# buying hardware  need advice

## dherron

im going to start building a new machine soon and im going to order a mobo and proc/s  but i cant decide on either an athlon xp or mps

if i go dual it will be on a MST k7d master-L with either the mp 1200 or 1600   and if i choose a single proc   well i have no idea on what board  just as its socket A.   its going to replace my main box which is a 700mhz duron  so anything will be an improvement.  so it breaks down like this:

smp vs up

ide raid vs scsi

mouse vs trackball

what about video cards?  which is best on linux?  should i just take my rage 128 over?  

any help is appreciated

----------

## mrchuckles

All of this depends on what you want to do with the machine, and what apps you plan to run.  A few points...

A dual proc machine will do you little good if the apps you're running aren't designed with SMP in mind.  

For motherboard choice, check out the review sites and pick one you like in your price range.  Just make sure the chipset is well supported under Linux (particularly the IDE bits).  I always try to balance stability with price, depending on the situation.  I never consider a board because of its "overclocking" features.

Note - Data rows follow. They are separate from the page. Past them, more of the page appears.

PR #4134, opened 2022-07-19
Add support for LevelDB

ajsutton:
## PR description
Fairly quick and dirty implementation of a LevelDB plugin for Besu. It does pass the `AbstractKeyValueStorageTest` tests but is pretty lacking in unit tests otherwise currently.  LevelDB doesn't support columns by default but this adds support via a key prefix - code for that is taken from Teku (and we could pull over the unit tests for it if this is worth pursuing).

It may be better to not simulate columns since I think besu always uses globally unique keys anyway (pruning needs the ability to iterate a single column but pruning isn't exactly useful anyway). That would likely simplify the implementation and may give different performance/space characteristics as well but I haven't tried it.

IDE RAID, as is available with most motherboards, is a joke.  It's not real hardware RAID, and it's not easily supported under Linux.  Either buy a real RAID controller that is supported (like the 3Ware stuff), or just use Linux's built in software RAID.

Forget SCSI.  You'll never realize a speed vs. cost benefit, and you don't need the reliability and hotplug features of SCSI (unless this is a server, which I doubt).

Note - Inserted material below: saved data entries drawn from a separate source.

PR #4142, opened 2022-07-21
Peering logging

macfarla:
Minor changes to logging. 
* add a separate class to log "Process message" in EthProtocolManager, so logging can be tuned separately by class

## Documentation

## Changelog


ethereum/eth/src/main/java/org/hyperledger/besu/ethereum/eth/manager/EthProtocolLogger.java
```diff
@@ -0,0 +1,28 @@
...
+ * SPDX-License-Identifier: Apache-2.0
+ */
+package org.hyperledger.besu.ethereum.eth.manager;
+
+import org.hyperledger.besu.ethereum.p2p.rlpx.wire.Capability;
+
+import org.slf4j.Logger;
+import org.slf4j.LoggerFactory;
+
+public class EthProtocolLogger {
```
siladu, line 22: What's the reason for a separate class? Doesn't this lose the context of where it was called from?

macfarla: I made it a separate class so that I can set this one to DEBUG level and EthProtocolManager to TRACE level. It's still pretty obvious from the name where it comes from. There's a similar setup in DiscoveryProtocolLogger

siladu (approved):
LGTM

PR #4149, opened 2022-07-21
Reduce RocksDB space amplification

ahamlat:
Reduce RocksDB space amplification with level_compaction_dynamic_level_bytes option set to true. In this case, the size target of levels is changed dynamically based on the size of the last level.


ahamlat:
After more than one month execution, we notice a difference in space usage of about 4 GiB, i.e the node with level_compaction_dynamic_level_bytes set to true consumed 4 GiB less than the node with the default configuration. This difference is not very significant regarding the overall usage 

image

Persist block time (block propagation time) and system metrics are quite similar :
**Persist block time** 
image
image

**CPU utilization**
image

**Memory footprint (Resident Memory)**
image

Network IO
image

Again, a need for video cards depends on what you're going to do.  If you're playing games, you'll find the NVidia cards offer the best performance and drivers available.  There are ATI Radeon drivers, but they're not as stable as the NVidia ones.  Unless you're a hardcore, 24x7 UT2003 type gamer, get a 128MB NVidia Geforce4 ti4200.

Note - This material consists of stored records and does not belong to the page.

PR #4164, opened 2022-07-25
Fix logIndex offset bug

### LINKED ISSUE #4114: Besu returns logs with incorrect `logIndex` (different behaviour than go-ethereum)
### Description
As a RPC client consumer, I expect Besu to return logs with the same `logIndex` as go-ethereum. It does not do this.

### Acceptance Criteria
Besu should return logs with the same `logIndex` as go-ethereum.

### Steps to Reproduce (Bug)

(examples are from Sepolia - chain ID 11155111)

### go-ethereum

```curl -v --data '{"method":"eth_getLogs","id":"1","params":[{"blockhash": "0xd34a6973e49210a7ae5e487459f625c7444f9ffca93b2430400677cdaa82c293"}],"jsonrpc":"2.0"}' -H "Content-Type: application/json" -X POST <ethereum RPC URL> | jq```

A sample of this response is below:
```
...
    {
      "address": "0xed6dd2313fb133e8d7a7697eda6f7e7640af0b85",
      "topics": [
        "0x0109fc6f55cf40689f02fbaad7af7fe7bbac8a3d2186600afc7d3e10cac60271",
        "0x000000000000000000000000000000000000000000000000000000000000000b",
        "0x0000000000000000000000000000000000000000000000000000000000000000"
      ],
      "data": "0x0000000000000000000000000000000000000000000000000000000062c4b107",
      "blockNumber": "0x160f2e",
      "transactionHash": "0x3b5feb43df1b020656385df5ff2e7603231e9b83b41165357f3c8d08f786d152",
      "transactionIndex": "0xa",
      "blockHash": "0xd34a6973e49210a7ae5e487459f625c7444f9ffca93b2430400677cdaa82c293",
      "logIndex": "0x18",
      "removed": false
    },
    {
      "address": "0xed6dd2313fb133e8d7a7697eda6f7e7640af0b85",
      "topics": [
        "0x0559884fd3a460db3073b7fc896cc77986f16e378210ded43186175bf646fc5f",
        "0x0000000000000000000000000000000000000000000000000000000000000005",
        "0x000000000000000000000000000000000000000000000000000000000000000b"
      ],
      "data": "0x0000000000000000000000000000000000000000000000000000000062c4b107",
      "blockNumber": "0x160f2e",
      "transactionHash": "0x3b5feb43df1b020656385df5ff2e7603231e9b83b41165357f3c8d08f786d152",
      "transactionIndex": "0xa",
      "blockHash": "0xd34a6973e49210a7ae5e487459f625c7444f9ffca93b2430400677cdaa82c293",
      "logIndex": "0x19",
      "removed": false
    }
    ...
```

### besu

```curl -v --data '{"method":"eth_getLogs","id":"1","params":[{"blockhash": "0xd34a6973e49210a7ae5e487459f625c7444f9ffca93b2430400677cdaa82c293"}],"jsonrpc":"2.0"}' -H "Content-Type: application/json" -X POST <besu RPC URL> | jq```

```
    {
      "logIndex": "0x1",
      "removed": false,
      "blockNumber": "0x160f2e",
      "blockHash": "0xd34a6973e49210a7ae5e487459f625c7444f9ffca93b2430400677cdaa82c293",
      "transactionHash": "0x3b5feb43df1b020656385df5ff2e7603231e9b83b41165357f3c8d08f786d152",
      "transactionIndex": "0xa",
      "address": "0xed6dd2313fb133e8d7a7697eda6f7e7640af0b85",
      "data": "0x0000000000000000000000000000000000000000000000000000000062c4b107",
      "topics": [
        "0x0109fc6f55cf40689f02fbaad7af7fe7bbac8a3d2186600afc7d3e10cac60271",
        "0x000000000000000000000000000000000000000000000000000000000000000b",
        "0x0000000000000000000000000000000000000000000000000000000000000000"
      ]
    },
    {
      "logIndex": "0x2",
      "removed": false,
      "blockNumber": "0x160f2e",
      "blockHash": "0xd34a6973e49210a7ae5e487459f625c7444f9ffca93b2430400677cdaa82c293",
      "transactionHash": "0x3b5feb43df1b020656385df5ff2e7603231e9b83b41165357f3c8d08f786d152",
      "transactionIndex": "0xa",
      "address": "0xed6dd2313fb133e8d7a7697eda6f7e7640af0b85",
      "data": "0x0000000000000000000000000000000000000000000000000000000062c4b107",
      "topics": [
        "0x0559884fd3a460db3073b7fc896cc77986f16e378210ded43186175bf646fc5f",
        "0x0000000000000000000000000000000000000000000000000000000000000005",
        "0x000000000000000000000000000000000000000000000000000000000000000b"
      ]
    }
    ...
```

I expect logs to be uniquely indexed by `(blockHash, logIndex)`.

It appears that `logIndex` is only unique within `(blockHash, transactionIndex, logIndex)`. This is different to how go-ethereum works.

100% of the time.

### PR DESCRIPTION
**Pull request by reductionista**
## PR description

The ethereum json-rpc spec requires `logIndex` be a log's position within the block:
https://ethereum.org/en/developers/docs/apis/json-rpc/#eth_getfilterchanges

This is also what's described in the comments, but instead the current implementation of logIndex starts counting only from the beginning of the current transaction.  This PR brings public transaction logs into conformance with the spec.

This does not include full support for changing logIndex to work the same way with private transactions, because this appears to require a change to the private state storage format.   Partial support has been included for review, but commented out due to non-existent privateStateStorage.getTransactionReceipts(blockHash) method.

Maybe it's not possible to access other private tx's in the same block?

TODO:  modify expected results for more tests, so that everything passes.

## Fixed Issue(s)

Fixes #4114 

## Documentation

## Changelog

### CODE REVIEW

**Comment by ajsutton** [comment]
Private transactions are an interesting case. Someone more familiar with the way they work will have to chime in but I don't think they can be indexed based on the position in the block.  The main issue is working out what previous logs are counted, for example:

 * Logs from public transactions - seems like should obviously be counted
 * Logs from other private transactions from the same group - could be counted
 * Logs from other private transactions from different groups this node has access to - could be counted but getting weird
 * Logs from other private transactions from groups this node doesn't have access to - can't be counted as they're unknown

Notably logIndex for a private transaction wouldn't be unique within a block with any of these options because the logIndex generated for other public transactions in that block shouldn't include the logs from private transactions - otherwise a log from a public tx may reveal information about private transactions the node has access to.

File: ethereum/api/src/main/java/org/hyperledger/besu/ethereum/api/jsonrpc/internal/privacy/methods/priv/PrivGetTransactionReceipt.java [hunk 1]
```diff
@@ -101,8 +101,22 @@ public JsonRpcResponse response(final JsonRpcRequestContext requestContext) {
 
     LOG.trace("Processed private transaction receipt");
 
+    int logIndexStart = 0;
+    //  TODO:  Fetch all PrivateTransactionReceipt's in block, use to compute logIndex
```
pinges, line 105: We should only use receipts for private transactions for the same privacy group. 
PrivateStateStorage gives access to the "PrivateBlockMetadata" with the method "Optional<PrivateBlockMetadata> getPrivateBlockMetadata(Bytes32 blockHash, Bytes32 privacyGroupId);". It contains the list of transaction hashes for private transactions in this block. Using these hashes we can retrieve the private transaction receipts using "Optional<PrivateTransactionReceipt> getTransactionReceipt(Bytes32 blockHash, Bytes32 txHash);"

pinges (commented):
I've added a comment on what I think should be done with the private receipts

ethereum/api/src/main/java/org/hyperledger/besu/ethereum/api/jsonrpc/internal/privacy/methods/priv/PrivGetTransactionReceipt.java
pinges: Using only the private transaction from the same privacy group makes sure that every member of the privacy group get's the same result.

reductionista: @pinges Thanks for looking at it, this sounds like a good plan!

Mouse vs trackball: Only you can decide.  My mom loves trackballs, I love the 4 button MS optical mouse.

HTH

----------

## dherron

with prices on everything but ram cheap, cost really isnt important.

id just like a faster box. it doesnt have to be something high on clock speed.  i want to squeeze every drop of performance out of it thats why ive been looking at scsi.  ill probably forget about that and go with raid. i like smp for speeding up build times, and it would be nice to spread the load over 2 procs. i heard even if the apps arent multi-threaded the load would be split.  and the coolness factor comes into play.  but im not set on it.

know of any good XP boards?  i was looking at the soyo ultra dragon platinum but dont want the on board crap.  i have a few items that i think im sure are going to be put in there: tb santa cruz,  linksys nics, and what ever raid controller i can find.

im too indecisive. 

what about the promise tx2000?

----------

## rommel

i just installed a athlon xp2800+ on an epox nforce2 board....not the best support for the ethernet and sound but i got it to work and the board is fast....i have a giga-byte GA-7VAXPULTRA coming i think tomorrow or wednesday....so it will be interesting to see the differance between the two platforms....in windows the nforce2 board is just flat ass easy with unified driver package.

i also run scsi cheetahs ...the older 160u x15's (320u's are out now) and i would say if money isnt an issue go for scsi , BUT since thats probably not true why not run ide raid using Linux Software Raid (LSR) in a raid 0 config...this will give you better performance then either scsi or ide drives on their own...get either western digital wd200jb or the new ibm 180gxp series...these are the top preformers for ide drives right now.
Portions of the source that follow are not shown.